第47話


 キャパニア国の王族が暮らすキャパニア城。

 その城は、王族の生活区域だけではなく、政治の中枢であり、あらゆる機関や人間が行き来する、いわば国の中枢である。

 その一角にある魔導部門は宮廷魔導師や神職者と言った異質の存在を管轄している。

 もっとも、一つ一つの職種が独立している訳ではない。

 一括りに出来ない事も多々あるのだが、宮廷魔導師や神職者は唯一他の物とは違う。

 魔力を有し、一定以上の魔力に特化したもののみが入団を許される。努力だでは補えない生まれながらの特性が必要なのである。


 だが、特別意識や矜持の強い魔導部門の人間でも、やはり普通の人とような会話も多くする。魔法や魔力など真面目な話は勿論、「美味い店」と「人の噂」はどの職種でも同じだ。

 




「おいザント聞いたか!?」

「あ!?」



 数人の魔導師たちに嬉々として声をかけられ振り返ったのは、宮廷魔導師のザントだ。

 彼はこの大雑把さから似合わず、とある貴族の三男坊として生を受けた。

 特化した魔力を有していた事もあり、本人の意思で家督を放棄し、喜んで魔導師に入団をしている。

 そのかしこまらない性格からか友好関係の人間も多い。
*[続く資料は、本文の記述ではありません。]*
PR #654, opened 2020-10-26
[BPK-4246]: Button radius updates

olliecurtis:

+ [x] `UNRELEASED.md`
+ [x] `README.md`
+ [x] Tests


package.json
```diff
@@ -83,12 +83,13 @@
     "babel-loader": "^8.0.6",
     "babel-plugin-jest-hoist": "^26.2.0",
     "backpack-react-native": "file:./lib",
+    "bpk-svgs": "^12.1.16",
```
olliecurtis, line 86: Added this in the root as a devDependency as it is not getting installed through `lib/` which then causes iOS CI and local to fail as the module is not installed which is required to copy the svg font files over from the npm package to the iOS build folder

georgegillams: Is this hack needed in CI, or just locally?

olliecurtis: Both

georgegillams (approved):

package.json
olliecurtis: I guess this is something to explore as part of the ticket we have to investigate running locally

PR #657, opened 2020-10-28
[BPK-4246]: BpkTouchableOverlay update

olliecurtis:

+ [x] `UNRELEASED.md`
+ [x] `README.md`
+ [x] Tests


UNRELEASED.md
```diff
@@ -2,6 +2,9 @@
 
 > Place your changes below this line.
 
+**Fixed:**
+  - `BpkTouchableOverlay` - fixed radius value to align with new `sm` radius from `xs`
```
shaundon, line 6: This isn't very readable to a consumer

```suggestion
  - `BpkTouchableOverlay` - updated the `sm` value for `borderRadius` to be `8` (previously `4`).
```

shaundon (changes requested):
Cards and panels now use `12` for their border radius, so making this `8` will probably look wrong. We should add an `md` option to this component's `borderRadius` prop and then use it for cards and panels.

shaundon:
It's both — the work you did on this ticket is correct, but I noticed that cards and panels are now using the wrong radius due to them becoming 12 in a previous update. That should have been done as part of the ticket to update them to 12 originally, but it was missed. So it's not that you didn't do the ticket correctly, it's just that I noticed something was broken while reviewing it

lib/bpk-component-card/src/BpkCard.ios.js
```diff
@@ -114,7 +114,9 @@ const BpkCard = (props: Props) => {
     <BpkTouchableOverlay
       accessibilityRole="button"
       style={style}
-      borderRadius={cornerStyle}
+      // We set sm to 'md' here so that the overlay corner styles selected match the card borderRadius
+      // Rather than introducing a new style which is not in the design system we are modifying the default to align correctly.
```
shaundon, line 118: Nice comment

shaundon (approved):
Didn't run locally but I'm confident from the diff that it's all good

PR #597, opened 2018-10-16
Adding Yliyun config

pixelastic:
This seems ok, the markup is pretty straigtforward but I still wanted
you review @s-pace :)

### DIFF
--- a/configs/yliyun.json
+++ b/configs/yliyun.json
@@ -1,0 +1,16 @@
+{
+  "index_name": "yliyun",
+  "start_urls": [
+    "http://167.ylicloud.com/docs/index.html",
+    "http://167.ylicloud.com/docs"
+  ],
+  "stop_urls": [],
+  "selectors": {
+    "lvl0": "#content h1",
+    "lvl1": "#content h2",
+    "lvl2": "#content h3",
+    "lvl3": "#content h4",
+    "lvl4": "#content h5",
+    "text": "#content p, #content li"
+  }
+}


s-pace:
On [index.html](http://167.ylicloud.com/docs/index.html): 
image

Let's wait for a production ready version

pixelastic:
Ah weird, it was working for me when I did the config.

configs/yliyun.json
```diff
@@ -0,0 +1,18 @@
...
+  "stop_urls": [],
+  "selectors": {
+    "lvl0": "#content h1",
+    "lvl1": "#content h2",
+    "lvl2": "#content h3",
+    "lvl3": "#content h4",
+    "lvl4": "#content h5",
+    "text": "#content p, #content li"
+  },
+  "user_agent": "Googlebot",
```
pixelastic: What is this for?

s-pace: Sometime body is empty with our regular user_agent

pixelastic: Is that happening on all configs or only this one? If it's happening on several configs it might be something we need to fix on a higher level in DocSearch and not in the config.

If the default Scrappy user-agent is rejected I would suggest we either pass "DocSearch" as a UA and ask them to authorize it (this will be more fair than masquerading as Googlebot).

s-pace: Just few ones so far. Good idea

pixelastic: I added an issue in https://github.com/algolia/docsearch-scraper/issues/404 to track this

PR #606, opened 2018-10-25
Update rafaelmaia.net/pavo config with pkgdown auto-generated config

Bisaloo:
# Pull request motivation(s)

This PR fine-tunes the configuration of docsearch for http://rafaelmaia.net/pavo by using the recommended config for `pkgdown` websites.

I also expect this change to fix the `HTTP 404` errors we get by following the steps below.

Some links in the search suggestion cause `HTTP 404` errors.

Steps to reproduce:

1. Visit http://rafaelmaia.net/pavo/index.html
1. Search `dichromat`
1. Click on `Arguments` in one of the suggested items
1. It leads to http://rafaelmaia.net/pavo/undefined?q=dichromat#arguments which does not exist

No `HTTP 404` errors.

I am not 100% sure the 404 errors come from this but this PR is still useful anyways because it makes sense for us to stick to the recommended `pkgdown` documentation.

This file was auto-generated using the latest `pkgdown` version (`1.1.0.9000`, still in development).

Please let me know if I need to change anything on this PR.

cc @rmaia

### DIFF
--- a/configs/rafaelmaia_pavo.json
+++ b/configs/rafaelmaia_pavo.json
@@ -1,35 +1,94 @@
 {
   "index_name": "rafaelmaia_pavo",
   "start_urls": [
-    "http://rafaelmaia.net/pavo/"
+    {
+      "url": "http://rafaelmaia.net/pavo/index.html",
+      "selectors_key": "homepage",
+      "tags": [
+        "homepage"
+      ]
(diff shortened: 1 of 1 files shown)


Bisaloo:
Yes, I can confirm everything works great now. Thank you!

PR #609, opened 2018-10-30
Add newest version of docs

solugebefola:
# Pull request motivation(s)
Update config with docs for the latest version of the database.


s-pace:
👋 @solugebefola 
It looks like the sitemap is not available:
image

PR #610, opened 2018-10-30
Zowe documentation has added versioning support

jackjia-ibm:
# Pull request motivation(s)

Our documentation has version information in the URL, we wish the search only shows result of current version. We currently only have one version "latest", but expect within this year, we may have a new legacy version of documentations along with "latest".

Currently will show results of all versions.

Show only current version of documentation.

I will update our search client to add algoliaOptions.facetFilters with version filter.

Thank you very much!

### DIFF
--- a/configs/zowe.json
+++ b/configs/zowe.json
@@ -1,7 +1,12 @@
 {
   "index_name": "zowe",
   "start_urls": [
-    "https://zowe.github.io/docs-site/"
+    {
+      "url": "https://zowe.github.io/docs-site/(?P<version>.*?)/",
+      "variables": {
+        "version": ["latest"]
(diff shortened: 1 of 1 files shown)


s-pace:
👋  @jackjia-ibm,

You can update the script as follow:

```html
  apiKey: '59ff39ed48d0820010c7e09fc4b677bf',
  indexName: 'zowe',
  algoliaOptions: { 'facetFilters': ["lang:$LANG", "version:$VERSION"] },
});
</script>
```
  For example if you want to refine the search to the lang "en-US" and the version "latest" just specify: 

```js
'facetFilters': ["lang:en-US", "version:latest"]
```

PR #614, opened 2018-11-01
Update djrad.json

davecoates:
For djrad config:
- Add new selectors_exlude
- Change selector for lvl1
- Change default_value for lvl0

# Pull request motivation(s)

Resolve issues crawling djrad documentation

Currently output from code examples are crawled resulting in following links that go to the same page.

Ignore the code examples


s-pace:
Let's give it a try. Usually, the pages is parsed before removing excluded elements to check for links to follow.

PR #616, opened 2018-11-02
URL updates

mbahar:
I have updated URLs for start_url and sitemap.

We have multiple document locations, will this work?
```
  "start_urls": [
    "https://aws-amplify.github.io/docs",
    "https://aws-amplify.github.io/amplify-js/"
```

# Pull request motivation(s)


s-pace:
Sure!

PR #618, opened 2018-11-05
Update activepivot.json

pbares:
# Pull request motivation(s)
The url of my website has changed so this file needed to be updated to reflect these changes. 

##### NB: Other question
May I know what the dynamic_variable is? Because the url refers to the '5.7-next' version (which is a minor version) but minor versions are released once in a while. Do I have to change the dynamic_variable url to "https://activeviam.com/activepivot/5.8-next/versions.html", "https://activeviam.com/activepivot/5.9-next/versions.html" each time a new minor version is shipped? That is to say doing a new PR.

### DIFF
--- a/configs/activepivot.json
+++ b/configs/activepivot.json
@@ -2,17 +2,17 @@
   "index_name": "activepivot",
   "start_urls": [
     {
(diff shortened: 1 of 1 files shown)


s-pace:
Everything is live and deployed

鼻持ちならない人間の多い魔導師内で割と中立派を貫くので良き相談相手としてならなおさら最適な男だ。

 さらに、当時遠巻きにされていたキエルにちょっかいをかけて周りを巻き込んだ張本人でもある。

 そんなザントに声の主である同期の男がにやにやした様子で近づいた。

 


「この前の威嚇戦線のお陰で当分戦争はお預けらしい」

「ほー!」



 それは嬉しい報告だ。ザントはにかりと笑って男は「しかも!」と言葉を続ける。

 興奮を相まって、少しだけ声が大きくなったのは仕方がない。



「相手国からの物流が優先的にうちに流れるように話しが纏まったらようだ」

「今回の威嚇目標達成って訳か!!」



 2人は右腕の拳を合わせた。

 ゴツリと良い音がして、男の顔が少しだけ歪んだのはご愛嬌だ。



 威嚇戦線はもとより戦争の前段階に位置する。それにより本格戦争に持ち込むか、話し合いになるか決まってくるが、殆どの場合が話し合いにもつれ込む。

 もともと血を流したくない国々が決めた取り組みだ。我がキャパニア国は平和主義である。そのため始めに話し合いが行われ、その後に威嚇戦線、本格戦線という流れが殆どである。
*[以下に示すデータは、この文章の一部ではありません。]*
PR #630, opened 2018-11-13
Update axibase.json. New selector.

unrealwork:
* Added additional selector for settings search in `charts` doc


unrealwork:
@s-pace 
Hi, Sylvain! Thanks for the warning! Is the `table` selector` appropriate for indexing?

s-pace:
Hi @unrealwork,

`table` element are too big. Selectors must focus on textual element. 

Could you provide us an example of the element you would like to include in the search?

unrealwork:
@s-pace 
We have some settings and their descriptions stored in the table.
**Example**: [Time Chart](https://axibase.com/docs/charts/widgets/time-chart/#widget-settings)

configs/axibase.json
```diff
@@ -36,9 +36,9 @@
     "lvl1": ".content h1",
     "lvl2": ".content h2",
     "lvl3": ".content h3",
-    "lvl4": ".content h4",
+    "lvl4": ".content h4, .content table tr td:first-child",
     "lvl5": ".content h5",
-    "text": ".content p, .content li, .content pre",
+    "text": ".content p, .content li, .content pre, .content table, .content table td:nth-child(2)",
```
s-pace: Please add the `<p/>` since this selector will also index the noise introduces by **Example:....**

unrealwork: @s-pace 
It's hard to implement, our docs are generated from markdown source by `vuepress`. We understand and accept the noise. Probably, in the future, we will try to restructure our docs, but it requires too much time. But know it is ok, that our examples are indexed too. I hope that it doesn't increase index complexity too much.

s-pace: Makes sense. If you are aware and fine with it let's go :)

s-pace: Please note that pages with regular table such as https://axibase.com/docs/atsd/changelogs/2017_feb/ these pages introduce a lot of noise too

PR #635, opened 2018-11-13
Update bazel.json

laurentlb:
Index pre.rule-signature

The signature includes the fully qualified names (e.g. "ctx.actions" in
https://docs.bazel.build/versions/master/skylark/lib/ctx.html#actions),
which is what the users are going to search for.


s-pace:
👋 @laurentlb 

Thank you for the update. This PR has been deployed.

PR #637, opened 2018-11-14
Update supportpal.json

jshah4517:
# Pull request motivation(s)

Adding new versions of the SupportPal documentation.

The `nb_hits` value also probably needs to be updated, but I'm not sure what the new number is.

### DIFF
--- a/configs/supportpal.json
+++ b/configs/supportpal.json
@@ -6,6 +6,8 @@
       "variables": {
         "version": [
           "current",
+          "2.4.0",
+          "2.3.1",
           "2.3.0"
         ]
       }


s-pace:
👋 @jshah4517 

No problem, this value show the nb of record

>nb_hits automatically updated by DocSearch every time it runs your config. It is set to the number of records that were extracted and indexed. We check this key internally to keep track of any unintended spike or drop that could reveal a misconfiguration.

> You don't have to touch it, we're documenting it here in case you were wondering what this was about.

[REF](https://community.algolia.com/docsearch/config-file.html#nb_hits-special)

PR #639, opened 2018-11-15
Update warp10.json

Giwi:
# Pull request motivation(s)

### DIFF
--- a/configs/warp10.json
+++ b/configs/warp10.json
@@ -1,10 +1,10 @@
 {
   "index_name": "warp10",
   "start_urls": [
-    "http://www.warp10.io"
+    "https://www.warp10.io"
   ],
   "stop_urls": [
-    "/tags/"
+     "/$"
   ],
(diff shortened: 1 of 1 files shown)


configs/warp10.json
```diff
@@ -1,10 +1,10 @@
 {
   "index_name": "warp10",
   "start_urls": [
-    "http://www.warp10.io"
+    "https://www.warp10.io"
   ],
   "stop_urls": [
-    "/tags/"
+     "/$"
```
s-pace: Using this regex will avoid crawling `/content/` pages.

We will only crawl `/doc/`page. Is it fine for you?

s-pace: You can try it out straight away (Changes are live)

Giwi: Hi, thanks, I will remove any stop url.
My initial idea was to not crawl urls with a trailing /

PR #640, opened 2018-11-15
Update warp10.json

Giwi:
# Pull request motivation(s)

### DIFF
--- a/configs/warp10.json
+++ b/configs/warp10.json
@@ -3,10 +3,7 @@
   "start_urls": [
     "https://www.warp10.io"
   ],
-  "stop_urls": [
-    "/tags/",
-    "/$"
-  ],
+  "stop_urls": [],
   "selectors": {
     "lvl0": {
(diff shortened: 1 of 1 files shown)


s-pace:
Changes are live from 84cde80. We still do not crawl `/tags/` pages as these pages redirect to `/doc/` pages

Giwi:
Hi, I do not want any stop url, why did you add /tags/ ?

Giwi:
Hi, we need /tags/* pages to be crawled to index all of our functions.
For example : https://www.warp10.io/doc/RTFM is not indexed without navigating through https://www.warp10.io/tags/misc

s-pace:
@Giwi Alright. So please transform the `h3` tags from your /tags/ pages to a `h1` since it introduces noise within your DocSearch record.

Example for https://www.warp10.io/tags/logic

Giwi:
Thanks, I will change that.

PR #3794, opened 2021-03-13
Ignore one subdir, remove TOC tree wrapper

scaleoutsean:
# Pull request motivation(s)

1) Need to eliminate double results resulting from ToC wrapper in left side-bar as [suggested](https://discourse.algolia.com/t/duplicate-results-in-docsearch-with-a-bootstrap-based-static-site/12206/2)

2) Need to eliminate docs from `docker/*` path because they create unnecessary search hits

Getting duplicate results because of 1) above (I hope; I don't know if I can test this without making this PR first)

Change 2) is just a minor problem as Docker-related results are very rarely required.

Regarding 1), I want to see one unique URL per result.

### DIFF
--- a/configs/trident.json
+++ b/configs/trident.json
@@ -2,7 +2,7 @@
   "index_name": "trident",
   "start_urls": ["https://scaleoutsean.github.io/trident/"],
   "sitemap_urls": ["https://scaleoutsean.github.io/trident/sitemap.xml"],
-  "stop_urls": ['https://scaleoutsean.github.io/trident/docker/*'],
+  "stop_urls": ["https://scaleoutsean.github.io/trident/docker/*"],
   "selectors": {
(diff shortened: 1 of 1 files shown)


configs/trident.json
```diff
@@ -2,7 +2,7 @@
   "index_name": "trident",
   "start_urls": ["https://scaleoutsean.github.io/trident/"],
   "sitemap_urls": ["https://scaleoutsean.github.io/trident/sitemap.xml"],
-  "stop_urls": [],
+  "stop_urls": ['https://scaleoutsean.github.io/trident/docker/*'],
```
shortcuts, line 5:
```suggestion
  "stop_urls": ["https://scaleoutsean.github.io/trident/docker/*"],
```

PR #3796, opened 2021-03-14
Update ignite.json

ydcjeff:
# Pull request motivation(s)

Headings are not shown in the search modal. It also searches into `_modules`, `_sources` directories

Headings should be shown in the search modal. It should not search into `_modules` and `_sources` directories

Current behavior:

Screen_Shot_2021-03-12_at_22 01 30_1

We want to show respective title (h1) in the place of "Documentation" and don't want to show "Source code for ..." results.

So I have included `/_` and `\\?` in `stop_urls`, updated the `lvl0` to `.rst-content h1`. Let me know if something needs to change.

cc: @vfdev-5, one of the maintainers of PyTorch-Ignite

### DIFF
--- a/configs/ignite.json
+++ b/configs/ignite.json
@@ -11,19 +11,19 @@
       }
     }
   ],
-  "stop_urls": [".txt", "^((?!\\.html).)*$"],
+  "stop_urls": ["/_", "\\?"],
   "selectors": {
     "lvl0": {
-      "selector": "",
+      "selector": ".rst-content h1",
       "global": true,
       "default_value": "Documentation"
     },
-    "lvl1": ".rst-content h1",
-    "lvl2": ".rst-content h2",
-    "lvl3": ".rst-content h3",
-    "lvl4": ".rst-content h4",
-    "lvl5": ".rst-content h5",
-    "text": ".rst-content p, .rst-content li"
+    "lvl1": ".rst-content h2",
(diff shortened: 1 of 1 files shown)


ydcjeff:
@vfdev-5 would you like to ignore searching in `quickstart`, `concetps`, `examples`, `faq`, `about`, and `governance` ?

vfdev-5:
@ydcjeff thanks for creating this PR !

> would you like to ignore searching in quickstart, concetps, examples, faq, about, and governance ?

I think we can keep them as we still want to find some info from there, IMO.

shortcuts:
Looks good! Feel free to let me know if there's any other issue

ydcjeff:
Thank you @shortcuts I have one question
What is the default value of `hitsPerPage` ?
We are using this [`@docsearch`](https://www.jsdelivr.com/package/npm/@docsearch/js?version=1.0.0-alpha.28) js and css files. I can't find the default value in the js files.

shortcuts:
The default value is 20, which is defined on the engine side when not sent in the query (you can see it in the `network` tab).

You can overwrite it in your DocSearch instance like this
```
searchParameters: {
    hitsPerPage: 50
}
```

Also, right now, the latest version of DocSearch v3 is the 3.0.0-alpha.34

ydcjeff:
Thank you for your answer @shortcuts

 騎士団が所属する騎士科も【防衛部門】の位置付けとなっているほど、キャパニア国は守りを重視している。

 威嚇内容は様々で今回のように魔導師主体の事もあれば、騎士団による模擬戦、官僚による記述戦など多岐にわたる。

 表向きは勝敗は決めないというルールがあるが、どちらが有利かというのはお互い確認を取る。

 その結果、有利だった国の意見が尊重される事も多いのだ。

 今回は、こちらの魔導師の有用性が評価されて、国王の思惑通りの結果に落ち着いたようだった。



「おれ、あんなに気合入った鴉を見たのは初めてだよ」

「あーー....」



 威嚇戦線の出来事を思い出したのか、はぁーと深く息を吐く。それに周りの男たちが頷いた。
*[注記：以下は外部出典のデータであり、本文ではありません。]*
PR #3817, opened 2021-03-18
Increase wait

ArthurFlageul:
Still no indexing, so let's increase the wait time.


shortcuts:
The `start_urls` order was the issue, fixed in https://github.com/algolia/docsearch-configs/pull/3818

PR #3818, opened 2021-03-18
fix config for talon

shortcuts:
fix **start_urls** order


shortcuts:
@ArthurFlageul as `api` is a subdomain of the root, it was using the default selector, it should be fixed in this PR

ArthurFlageul:
Oh man, thanks a lot 👍

PR #3844, opened 2021-03-21
Update 1host's config

### LINKED ISSUE #3843: [1host] Missing results for query "install"
No crawling seems to have happened, given that no searches work. Our home page only has one link into content, could that be it?

GrahamSH-LLK:
Attempt to copy the docus config because that's what we use.
Resolves #3843

# Pull request motivation(s)

We have no search results
We have search results

Fixes bug

### DIFF
--- a/configs/1host.json
+++ b/configs/1host.json
@@ -5,13 +5,24 @@
   ],
   "stop_urls": [],
   "selectors": {
-    "lvl0": "article h1",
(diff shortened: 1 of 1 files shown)


shortcuts:
Hi @GrahamSH-LLK, feel free to ping me if there's still an issue after the update. 

You should see the changes in the 24 hours after the merge

PR #3877, opened 2021-03-28
fix(docusaurus): update domains

shortcuts:
cc @slorber


slorber:
😅 thanks, totally forget that

PR #3893, opened 2021-03-30
Add pinia

posva:
# Pull request motivation(s)

Adding docsearch to https://pinia.esm.dev

I was told the team is busy at the moment but I didn't know the configs were public so I hope this is okay 😅

### DIFF
--- a/configs/pinia.json
+++ b/configs/pinia.json
@@ -1,0 +1,48 @@
+{
+  "index_name": "pinia",
+  "start_urls": [
+    {
+      "url": "https://pinia.esm.dev/introduction.html",
+      "selectors_key": "introduction",
+      "tags": ["Introduction"],
+      "page_rank": 1
+    },
+    {
+      "url": "https://pinia.esm.dev/getting-started.html",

 あの「鴉」というのは勿論、セドリック・ドラフウッドの事である。

 あれはもう規格外だ。龍の形をしたおもちゃならまだしも、ただの糸くずを雷龍に変えるやつなんて見たことがない。




 いつものドラフウッドは、与えられた個室から出てかない引きこもりだ。魔導師としてではなく魔導具技師として過ごしている。

 そういう契約でもあるからだ。

 たまに魔導師訓練に強制的に連れられてくる程度で、魔導師達も彼の魔法どころかその姿を殆ど見たことがない。

 さらに何度か声を掛けてきたザントでさえ、本気のセドリックは見たことがなかった。



「....いや、あれで本気か?」


 彼の力は右腕の腕輪によって制御されていると言うのは宮廷内では誰もが知っている。

 その腕輪をつけたままの魔法だ。

 きっと潜在能力はまだある。

 そう思うとガクガクと恐ろしくなる。ザントはズブズブと入りそうな恐怖の沼から這い出すように頭を振った。